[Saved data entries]
PR #1891, opened 2022-01-09
upgrade exchange api versions

### LINKED ISSUE #1810: upgrade exchange API versions
```
https://api.binance.com/api/v1 -> v3
https://bittrex.com/api/v1.1 and v2.0 -> https://api.bittrex.com/v3
```

ukane-philemon:
https://api.coindesk.com/v1  -> v2
https://api.binance.com/api/v1 -> v3

Closes #1810

### DIFF
--- a/exchanges/exchanges.go
+++ b/exchanges/exchanges.go
@@ -98,17 +98,17 @@ var (
 		Price: "https://api.coinbase.com/v2/exchange-rates?currency=BTC",
 	}
 	CoindeskURLs = URLs{
-		Price: "https://api.coindesk.com/v1/bpi/currentprice.json",
+		Price: "https://api.coindesk.com/v2/bpi/currentprice.json",
 	}
 	BinanceURLs = URLs{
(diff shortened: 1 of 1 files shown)


chappjc:
Thanks!  No difference with these endpoints?
Can you comment on the 1000->5000 data point change?

ukane-philemon:
Thanks for reviewing, there are no difference to these endpoint. Changes in binance v3 include new endpoints and removal of old endpoints not currently used by decred.
Change in limit
1000- previous max limit
5000- new max limit
Increasing  max limit allow endpoint to get ALL  current DCRBTC bids in binance order book.

chappjc:
Sounds good.  Will test it out.  Interestingly, the v1 endpoint already seems happy to return more than a thousand data points (presently about 1700 asks), but that's probably because they upgraded a common component at some point and it shouldn't be allowing it.  Anyway, thanks again.

ukane-philemon:
@chappjc Thanks for the feedback.

chappjc (approved):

**What to do**
Please report every line among the entries that includes "chappjc".

**Exercise response**
chappjc:
chappjc:
@chappjc Thanks for the feedback.
chappjc (approved):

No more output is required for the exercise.